◆ Extracted records
PR #244, opened 2018-05-06
Fixed flipped throwsT not passing exception type through

daniel-chambers:
The flipped version of `throwsT` doesn't pass through the generic exception type parameter. The type inference engine is setting it to `obj` instead.

I've duplicated the existing `throwsT` unit tests and used the flipped version inside them. Without the fix, they fail with the following:

```
[23:08:57 ERR] expecto/expectations/flipped throwsT/pass failed in 00:00:00.
Should throw null arg. Expected f to throw an exn of type System.Object, but one of type System.ArgumentNullException was thrown.
  D:\Code\expecto\Expecto\Expect.fs(43,1): Expecto.Expect.throwsT@43-1.Invoke(String x)
 <Expecto>
```

### DIFF
--- a/Expecto.Tests/Tests.fs
+++ b/Expecto.Tests/Tests.fs
@@ -508,6 +508,23 @@ let expecto =
 
       ]
 
+      testList "flipped throwsT" [
+
+        testCase "pass" <| fun _ ->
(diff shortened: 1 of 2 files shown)


AnthonyLloyd:
Perfect PR. Thank you!

PR #245, opened 2018-05-07
fix: all and allEqaul call enumeration more than once.

kleidemos:


AnthonyLloyd:
Perfect PR. Many thanks!

Issue #248, opened 2018-05-21
Bug: expecto exists without waiting for console on error


haf:
When using `logger.{info,debug,...}`, the facade doesn't wait. If you want it to wait, use infoWithBP or the like.

/cc @AnthonyLloyd

AnthonyLloyd:
I'll review the use of the logger. Thanks

AnthonyLloyd:
resolved with #258

Issue #230, opened 2018-03-10
Sniff console colour and adapt if it's black


haf:
<img width="1217" alt="screen shot 2018-03-10 at 15 55 45" src="https://user-images.githubusercontent.com/193115/37243546-9947d65a-247b-11e8-8f5a-faeb3d8243a6.png">

Could be pushed to the Facade in fact.

Issue #190, opened 2017-08-23
Easiest way to group test output together per test?


Mnuzz:
Not a bug per se, more of a question. Is there an option to ensure that the test output is only printed to the console when the test is completed? And all of the output for that single test is printed together? This would help my potentially odd use case, where I have written tests that should fail but do not. It is difficult to tell which tests failed when there are many.

haf:
Solving #141 would enable this scenario.

I'm not sure if you would like to give it a go?

The idea is that, when each Expect.MethodX call instead throws something typed, we can collect that output for the test and implement printers the e.g. group all output in a tree; at the end of the round, or printed with https://github.com/logary/logary/tree/master/src/targets/Logary.Zipkin as the test progresses

PR #258, opened 2018-06-19
console work

### LINKED ISSUE #256: Logging licence
The logary facade is pretty great, cause it adds no new dependencies to the project. However, given the new licence of logary itself (which as far as I know is the only way to do much with the logs), you are no longer able to use logary in combination with 

> any/all Microsoft web stacks

This. As far as I interpret it (though, I'm in no way a lawyer), means I would not be able to test anything that uses the microsoft webstack, while at the same time doing anything with the log output (which requires more orchestration than the facade provides). This means, users are either going to have to stay on an old version of Logary (and receive no updates), or write their own connectors to the facade that takes the logs somewhere else. Is it maybe time to start thinking about changing the logging solution?

AnthonyLloyd:
This PR aims to resolve #256 #249 #248 #230 #190 #161 #152 #147

- [x] Flushable logger
- [x] log using ANSI colour codes
- [x] log to StringBuilder
- [x] progress indicator e.g. n/m tests or stress 50% complete
- [x] flush once complete or from first error
- [x] pretty print of ligatures etc

### DIFF
--- a/Expecto/Expecto.fs
+++ b/Expecto/Expecto.fs
@@ -1027,8 +1027,7 @@ module Impl =
     evalTests config test
 
   let private flush (l:Logger) =
-    let d = l :?> IDisposable
-    if isNull d |> not then d.Dispose()
+    if l :? IFlushable then (l :?> IFlushable).Flush()
 
   /// Runs tests, returns error code
   let runEvalWithCancel (ct:CancellationToken) config test =
--- a/Expecto/Expecto.fs
+++ b/Expecto/Expecto.fs
@@ -394,11 +394,8 @@ module Impl =
   open Helpers
   open Mono.Cecil
 
-  let ansiOutputWriter = new ANSIOutputWriter()
   let mutable logger = Log.create "Expecto"
   let setLogName name = logger <- Log.create name
-  let flushLogger() =
-    ansiOutputWriter.Flush()
 
   type TestResult =
     | Passed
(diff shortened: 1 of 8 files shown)


adamchester:
Hey @AnthonyLloyd this is looking really good!

I'm curious why you are choosing to create a [new logger](https://github.com/haf/expecto/pull/258/files#diff-1d108374b84010eb70bf3a856bb172cfR944) instead of modifying the `LiterateConsoleTarget`(https://github.com/haf/expecto/pull/258/files#diff-1d108374b84010eb70bf3a856bb172cfL849)?

Is it possible (and easier?) to provide a new `outputWriter` that handles ANSI colour codes (only when the OS/terminal supports it)?

AnthonyLloyd:
I didn't really think of just creating a new outputWriter. I think because I needed to add Flush. I'll have a look at doing this as I integrate the progress indicator and flush on error. Thanks for the idea.

I tested the SetConsoleMode and it didn't have any effect. I think this is switched on by default now in Windows 10? Should possible consider for legacy versions.

adamchester:
Hey @AnthonyLloyd, as far as I can tell, it's not going to be just a "legacy" issue. Applications need to "opt in" to VT mode, and if you want to output ANSI sequences, you'll need to "opt in". I wrote about this topic in this issue because I actually experienced the ANSI escape codes being output on windows 10 (and VT mode was not enabled, so the just printed to the console).

See here for information directly from an MS person with knowledge of the situation: https://github.com/Microsoft/WSL/issues/1173#issuecomment-254250445

> There's a lot going on in here, so let me try to clarify: The windows console only supports VT sequences of ANY kind with the ConsoleMode set to enable Virtual Terminal support. See This documentation on SetConsoleMode. Specifically, you need to turn on the output mode flag ENABLE_VIRTUAL_TERMINAL_PROCESSING.

> By default, cmd.exe enables VT mode for itself. Now here's the confusion:

> In 10.0.10586 (or 1511 or TH2), it left this mode on when calling child applications. This meant that anything you launched from cmd would get the new behavior for free. Of course, we found that unsurprisingly broke compatibility, so we had to change that. So...
In 10.0.14393 (Anniversary update, or greater), cmd uses VT mode, but then reverts it for launching child processes. So if you wrote a console app that uses VT sequences after October 2015, then tried running it on an AU system, you'll find that the sequences don't work anymore. You'll have to manually turn on VT support with SetConsoleMode yourself. IMPORTANT cmd also wipes out the changes a child makes to the mode. So you can't call enable_vt.exe & myapp.exe and have the VT mode from enable_vt.exe pollute the mode of myapp.exe
To further confuse, bash.exe turns on VT mode itself, because obviously, it needs that.

AnthonyLloyd:
@adamchester Thanks, I'll add this in, best to be safe.

Expecto/Expecto.fs
```diff
@@ -1068,11 +1095,13 @@ module Impl =
...
-      let finishTimestamp =
-        lazy
+      let totalTicks =
         config.stress.Value.TotalSeconds * float Stopwatch.Frequency
         |> int64
-        |> (+) (Stopwatch.GetTimestamp())
+
+      let finishTime =
+        lazy
+        totalTicks |> (+) (Stopwatch.GetTimestamp())
```
haf: Remember that Stopwatch's ticks differs between operating systems and is not the same as DateTime/BCL ticks.

Expecto/Logging.fs
```diff
@@ -12,10 +12,12 @@
 ///
 /// Changes:
 ///     Changed namespace to Expecto.Logging and file name to Logging.fs - Anthony Lloyd - 11 Jun 2018
+///     Add IFlushable - Anthony Lloyd - 19 Jun 2018
```
haf: Why keep a changelog at the top? Feels a bit year 2000.

AnthonyLloyd: I read that it was a good thing to do when making changes to Apache code. To help when back porting the code. Could be got from git but it contains a bit more specific info.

◆ Exercise description
The data should be written out again in full, exactly as it stands.

◆ Response area
PR #244, opened 2018-05-06
Fixed flipped throwsT not passing exception type through

daniel-chambers:
The flipped version of `throwsT` doesn't pass through the generic exception type parameter. The type inference engine is setting it to `obj` instead.

I've duplicated the existing `throwsT` unit tests and used the flipped version inside them. Without the fix, they fail with the following:

```
[23:08:57 ERR] expecto/expectations/flipped throwsT/pass failed in 00:00:00.
Should throw null arg. Expected f to throw an exn of type System.Object, but one of type System.ArgumentNullException was thrown.
  D:\Code\expecto\Expecto\Expect.fs(43,1): Expecto.Expect.throwsT@43-1.Invoke(String x)
 <Expecto>
```

### DIFF
--- a/Expecto.Tests/Tests.fs
+++ b/Expecto.Tests/Tests.fs
@@ -508,6 +508,23 @@ let expecto =
 
       ]
 
+      testList "flipped throwsT" [
+
+        testCase "pass" <| fun _ ->
(diff shortened: 1 of 2 files shown)


AnthonyLloyd:
Perfect PR. Thank you!

PR #245, opened 2018-05-07
fix: all and allEqaul call enumeration more than once.

kleidemos:


AnthonyLloyd:
Perfect PR. Many thanks!

Issue #248, opened 2018-05-21
Bug: expecto exists without waiting for console on error


haf:
When using `logger.{info,debug,...}`, the facade doesn't wait. If you want it to wait, use infoWithBP or the like.

/cc @AnthonyLloyd

AnthonyLloyd:
I'll review the use of the logger. Thanks

AnthonyLloyd:
resolved with #258

Issue #230, opened 2018-03-10
Sniff console colour and adapt if it's black


haf:
<img width="1217" alt="screen shot 2018-03-10 at 15 55 45" src="https://user-images.githubusercontent.com/193115/37243546-9947d65a-247b-11e8-8f5a-faeb3d8243a6.png">

Could be pushed to the Facade in fact.

Issue #190, opened 2017-08-23
Easiest way to group test output together per test?


Mnuzz:
Not a bug per se, more of a question. Is there an option to ensure that the test output is only printed to the console when the test is completed? And all of the output for that single test is printed together? This would help my potentially odd use case, where I have written tests that should fail but do not. It is difficult to tell which tests failed when there are many.

haf:
Solving #141 would enable this scenario.

I'm not sure if you would like to give it a go?

The idea is that, when each Expect.MethodX call instead throws something typed, we can collect that output for the test and implement printers the e.g. group all output in a tree; at the end of the round, or printed with https://github.com/logary/logary/tree/master/src/targets/Logary.Zipkin as the test progresses

PR #258, opened 2018-06-19
console work

### LINKED ISSUE #256: Logging licence
The logary facade is pretty great, cause it adds no new dependencies to the project. However, given the new licence of logary itself (which as far as I know is the only way to do much with the logs), you are no longer able to use logary in combination with 

> any/all Microsoft web stacks

This. As far as I interpret it (though, I'm in no way a lawyer), means I would not be able to test anything that uses the microsoft webstack, while at the same time doing anything with the log output (which requires more orchestration than the facade provides). This means, users are either going to have to stay on an old version of Logary (and receive no updates), or write their own connectors to the facade that takes the logs somewhere else. Is it maybe time to start thinking about changing the logging solution?

AnthonyLloyd:
This PR aims to resolve #256 #249 #248 #230 #190 #161 #152 #147

- [x] Flushable logger
- [x] log using ANSI colour codes
- [x] log to StringBuilder
- [x] progress indicator e.g. n/m tests or stress 50% complete
- [x] flush once complete or from first error
- [x] pretty print of ligatures etc

### DIFF
--- a/Expecto/Expecto.fs
+++ b/Expecto/Expecto.fs
@@ -1027,8 +1027,7 @@ module Impl =
     evalTests config test
 
   let private flush (l:Logger) =
-    let d = l :?> IDisposable
-    if isNull d |> not then d.Dispose()
+    if l :? IFlushable then (l :?> IFlushable).Flush()
 
   /// Runs tests, returns error code
   let runEvalWithCancel (ct:CancellationToken) config test =
--- a/Expecto/Expecto.fs
+++ b/Expecto/Expecto.fs
@@ -394,11 +394,8 @@ module Impl =
   open Helpers
   open Mono.Cecil
 
-  let ansiOutputWriter = new ANSIOutputWriter()
   let mutable logger = Log.create "Expecto"
   let setLogName name = logger <- Log.create name
-  let flushLogger() =
-    ansiOutputWriter.Flush()
 
   type TestResult =
     | Passed
(diff shortened: 1 of 8 files shown)


adamchester:
Hey @AnthonyLloyd this is looking really good!

I'm curious why you are choosing to create a [new logger](https://github.com/haf/expecto/pull/258/files#diff-1d108374b84010eb70bf3a856bb172cfR944) instead of modifying the `LiterateConsoleTarget`(https://github.com/haf/expecto/pull/258/files#diff-1d108374b84010eb70bf3a856bb172cfL849)?

Is it possible (and easier?) to provide a new `outputWriter` that handles ANSI colour codes (only when the OS/terminal supports it)?

AnthonyLloyd:
I didn't really think of just creating a new outputWriter. I think because I needed to add Flush. I'll have a look at doing this as I integrate the progress indicator and flush on error. Thanks for the idea.

I tested the SetConsoleMode and it didn't have any effect. I think this is switched on by default now in Windows 10? Should possible consider for legacy versions.

adamchester:
Hey @AnthonyLloyd, as far as I can tell, it's not going to be just a "legacy" issue. Applications need to "opt in" to VT mode, and if you want to output ANSI sequences, you'll need to "opt in". I wrote about this topic in this issue because I actually experienced the ANSI escape codes being output on windows 10 (and VT mode was not enabled, so the just printed to the console).

See here for information directly from an MS person with knowledge of the situation: https://github.com/Microsoft/WSL/issues/1173#issuecomment-254250445

> There's a lot going on in here, so let me try to clarify: The windows console only supports VT sequences of ANY kind with the ConsoleMode set to enable Virtual Terminal support. See This documentation on SetConsoleMode. Specifically, you need to turn on the output mode flag ENABLE_VIRTUAL_TERMINAL_PROCESSING.

> By default, cmd.exe enables VT mode for itself. Now here's the confusion:

> In 10.0.10586 (or 1511 or TH2), it left this mode on when calling child applications. This meant that anything you launched from cmd would get the new behavior for free. Of course, we found that unsurprisingly broke compatibility, so we had to change that. So...
In 10.0.14393 (Anniversary update, or greater), cmd uses VT mode, but then reverts it for launching child processes. So if you wrote a console app that uses VT sequences after October 2015, then tried running it on an AU system, you'll find that the sequences don't work anymore. You'll have to manually turn on VT support with SetConsoleMode yourself. IMPORTANT cmd also wipes out the changes a child makes to the mode. So you can't call enable_vt.exe & myapp.exe and have the VT mode from enable_vt.exe pollute the mode of myapp.exe
To further confuse, bash.exe turns on VT mode itself, because obviously, it needs that.

AnthonyLloyd:
@adamchester Thanks, I'll add this in, best to be safe.

Expecto/Expecto.fs
```diff
@@ -1068,11 +1095,13 @@ module Impl =
...
-      let finishTimestamp =
-        lazy
+      let totalTicks =
         config.stress.Value.TotalSeconds * float Stopwatch.Frequency
         |> int64
-        |> (+) (Stopwatch.GetTimestamp())
+
+      let finishTime =
+        lazy
+        totalTicks |> (+) (Stopwatch.GetTimestamp())
```
haf: Remember that Stopwatch's ticks differs between operating systems and is not the same as DateTime/BCL ticks.

Expecto/Logging.fs
```diff
@@ -12,10 +12,12 @@
 ///
 /// Changes:
 ///     Changed namespace to Expecto.Logging and file name to Logging.fs - Anthony Lloyd - 11 Jun 2018
+///     Add IFlushable - Anthony Lloyd - 19 Jun 2018
```
haf: Why keep a changelog at the top? Feels a bit year 2000.

AnthonyLloyd: I read that it was a good thing to do when making changes to Apache code. To help when back porting the code. Could be got from git but it contains a bit more specific info.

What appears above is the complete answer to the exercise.